● Task description: Please write out all of the entries exactly as they appear.

● The records:
BEGIN

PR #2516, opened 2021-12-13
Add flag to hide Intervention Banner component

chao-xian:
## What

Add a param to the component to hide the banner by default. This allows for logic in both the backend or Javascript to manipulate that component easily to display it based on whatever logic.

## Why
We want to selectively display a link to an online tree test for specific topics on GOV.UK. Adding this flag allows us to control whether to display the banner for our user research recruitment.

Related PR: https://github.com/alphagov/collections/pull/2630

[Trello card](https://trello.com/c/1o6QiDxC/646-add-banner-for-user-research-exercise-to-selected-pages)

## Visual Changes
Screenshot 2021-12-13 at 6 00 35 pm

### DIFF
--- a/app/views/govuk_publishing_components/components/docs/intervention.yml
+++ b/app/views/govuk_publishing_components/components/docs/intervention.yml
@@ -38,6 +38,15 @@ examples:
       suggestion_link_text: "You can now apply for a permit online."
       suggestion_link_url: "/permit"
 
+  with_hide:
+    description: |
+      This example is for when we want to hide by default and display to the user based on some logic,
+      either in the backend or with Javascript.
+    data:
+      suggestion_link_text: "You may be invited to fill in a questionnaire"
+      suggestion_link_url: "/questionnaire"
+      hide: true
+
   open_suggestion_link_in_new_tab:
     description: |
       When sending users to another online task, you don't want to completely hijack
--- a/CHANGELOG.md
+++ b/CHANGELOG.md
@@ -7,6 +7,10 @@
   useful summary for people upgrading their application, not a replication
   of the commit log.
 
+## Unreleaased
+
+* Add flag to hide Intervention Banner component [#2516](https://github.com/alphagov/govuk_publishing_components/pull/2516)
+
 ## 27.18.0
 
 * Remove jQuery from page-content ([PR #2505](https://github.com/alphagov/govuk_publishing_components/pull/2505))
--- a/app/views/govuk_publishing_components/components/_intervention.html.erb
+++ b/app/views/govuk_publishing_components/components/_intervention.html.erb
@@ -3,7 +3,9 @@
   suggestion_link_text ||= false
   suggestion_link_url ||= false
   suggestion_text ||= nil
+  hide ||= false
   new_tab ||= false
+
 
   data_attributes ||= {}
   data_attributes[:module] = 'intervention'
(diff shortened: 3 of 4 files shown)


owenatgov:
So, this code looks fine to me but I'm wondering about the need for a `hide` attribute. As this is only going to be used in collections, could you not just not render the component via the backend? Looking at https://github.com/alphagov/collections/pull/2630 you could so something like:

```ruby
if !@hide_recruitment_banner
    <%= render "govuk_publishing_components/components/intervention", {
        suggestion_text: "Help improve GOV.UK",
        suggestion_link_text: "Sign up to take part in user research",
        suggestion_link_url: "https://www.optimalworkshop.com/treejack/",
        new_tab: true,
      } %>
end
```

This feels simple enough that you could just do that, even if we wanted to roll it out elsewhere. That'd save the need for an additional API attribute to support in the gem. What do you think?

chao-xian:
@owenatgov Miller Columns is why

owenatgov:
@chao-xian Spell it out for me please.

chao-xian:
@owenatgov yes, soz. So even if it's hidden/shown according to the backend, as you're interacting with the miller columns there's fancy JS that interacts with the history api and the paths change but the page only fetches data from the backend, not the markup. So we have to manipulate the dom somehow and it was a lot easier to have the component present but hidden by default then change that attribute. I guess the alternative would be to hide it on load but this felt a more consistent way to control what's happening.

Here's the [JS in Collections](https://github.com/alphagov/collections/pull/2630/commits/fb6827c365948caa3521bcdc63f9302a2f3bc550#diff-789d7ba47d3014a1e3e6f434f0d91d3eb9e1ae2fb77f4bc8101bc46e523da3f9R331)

END

● Answer for the task:
PR #2516, opened 2021-12-13
Add flag to hide Intervention Banner component

chao-xian:
## What

Add a param to the component to hide the banner by default. This allows for logic in both the backend or Javascript to manipulate that component easily to display it based on whatever logic.

## Why
We want to selectively display a link to an online tree test for specific topics on GOV.UK. Adding this flag allows us to control whether to display the banner for our user research recruitment.

Related PR: https://github.com/alphagov/collections/pull/2630

[Trello card](https://trello.com/c/1o6QiDxC/646-add-banner-for-user-research-exercise-to-selected-pages)

## Visual Changes
Screenshot 2021-12-13 at 6 00 35 pm

### DIFF
--- a/app/views/govuk_publishing_components/components/docs/intervention.yml
+++ b/app/views/govuk_publishing_components/components/docs/intervention.yml
@@ -38,6 +38,15 @@ examples:
       suggestion_link_text: "You can now apply for a permit online."
       suggestion_link_url: "/permit"
 
+  with_hide:
+    description: |
+      This example is for when we want to hide by default and display to the user based on some logic,
+      either in the backend or with Javascript.
+    data:
+      suggestion_link_text: "You may be invited to fill in a questionnaire"
+      suggestion_link_url: "/questionnaire"
+      hide: true
+
   open_suggestion_link_in_new_tab:
     description: |
       When sending users to another online task, you don't want to completely hijack
--- a/CHANGELOG.md
+++ b/CHANGELOG.md
@@ -7,6 +7,10 @@
   useful summary for people upgrading their application, not a replication
   of the commit log.
 
+## Unreleaased
+
+* Add flag to hide Intervention Banner component [#2516](https://github.com/alphagov/govuk_publishing_components/pull/2516)
+
 ## 27.18.0
 
 * Remove jQuery from page-content ([PR #2505](https://github.com/alphagov/govuk_publishing_components/pull/2505))
--- a/app/views/govuk_publishing_components/components/_intervention.html.erb
+++ b/app/views/govuk_publishing_components/components/_intervention.html.erb
@@ -3,7 +3,9 @@
   suggestion_link_text ||= false
   suggestion_link_url ||= false
   suggestion_text ||= nil
+  hide ||= false
   new_tab ||= false
+
 
   data_attributes ||= {}
   data_attributes[:module] = 'intervention'
(diff shortened: 3 of 4 files shown)


owenatgov:
So, this code looks fine to me but I'm wondering about the need for a `hide` attribute. As this is only going to be used in collections, could you not just not render the component via the backend? Looking at https://github.com/alphagov/collections/pull/2630 you could so something like:

```ruby
if !@hide_recruitment_banner
    <%= render "govuk_publishing_components/components/intervention", {
        suggestion_text: "Help improve GOV.UK",
        suggestion_link_text: "Sign up to take part in user research",
        suggestion_link_url: "https://www.optimalworkshop.com/treejack/",
        new_tab: true,
      } %>
end
```

This feels simple enough that you could just do that, even if we wanted to roll it out elsewhere. That'd save the need for an additional API attribute to support in the gem. What do you think?

chao-xian:
@owenatgov Miller Columns is why

owenatgov:
@chao-xian Spell it out for me please.

chao-xian:
@owenatgov yes, soz. So even if it's hidden/shown according to the backend, as you're interacting with the miller columns there's fancy JS that interacts with the history api and the paths change but the page only fetches data from the backend, not the markup. So we have to manipulate the dom somehow and it was a lot easier to have the component present but hidden by default then change that attribute. I guess the alternative would be to hide it on load but this felt a more consistent way to control what's happening.

Here's the [JS in Collections](https://github.com/alphagov/collections/pull/2630/commits/fb6827c365948caa3521bcdc63f9302a2f3bc550#diff-789d7ba47d3014a1e3e6f434f0d91d3eb9e1ae2fb77f4bc8101bc46e523da3f9R331)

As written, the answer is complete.